___ Data for the task ___

PR #3844, opened 2021-03-18
HHH-10661 - Reduce code duplication in serialize method of StatefulPersistenceContext

beikov:
https://hibernate.atlassian.net/browse/HHH-10661

Supersedes https://github.com/hibernate/hibernate-orm/pull/2357

### DIFF
--- a/hibernate-core/src/main/java/org/hibernate/engine/internal/StatefulPersistenceContext.java
+++ b/hibernate-core/src/main/java/org/hibernate/engine/internal/StatefulPersistenceContext.java
@@ -1572,117 +1572,86 @@ public class StatefulPersistenceContext implements PersistenceContext {
 		oos.writeBoolean( defaultReadOnly );
 		oos.writeBoolean( hasNonReadOnlyEntities );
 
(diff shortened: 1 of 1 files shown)


hibernate-core/src/main/java/org/hibernate/engine/internal/StatefulPersistenceContext.java
```diff
@@ -1572,117 +1572,86 @@ public void serialize(ObjectOutputStream oos) throws IOException {
...
 		entityEntryContext.serialize( oos );
+		writeMapToStream(
+				collectionsByKey,
+				oos,
+				"collectionsByKey",
+				(entry, stream) -> {
+					entry.getKey().serialize( stream );
+					stream.writeObject( entry.getValue() );
+				}
+		);
```
NathanQingyangXu, line 1600: It seems the 'entityKeySerializer' could be reused for 'entitiesByUniqueKey' and 'collectionsByKey' as well, no?

Sanne:
I will apply this, nice cleanup thanks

___

_What is being asked:_ Return all lines from the data above with "collectionsByKey" in them.

_Solution to this exercise:_
+				collectionsByKey,
+				"collectionsByKey",
NathanQingyangXu, line 1600: It seems the 'entityKeySerializer' could be reused for 'entitiesByUniqueKey' and 'collectionsByKey' as well, no?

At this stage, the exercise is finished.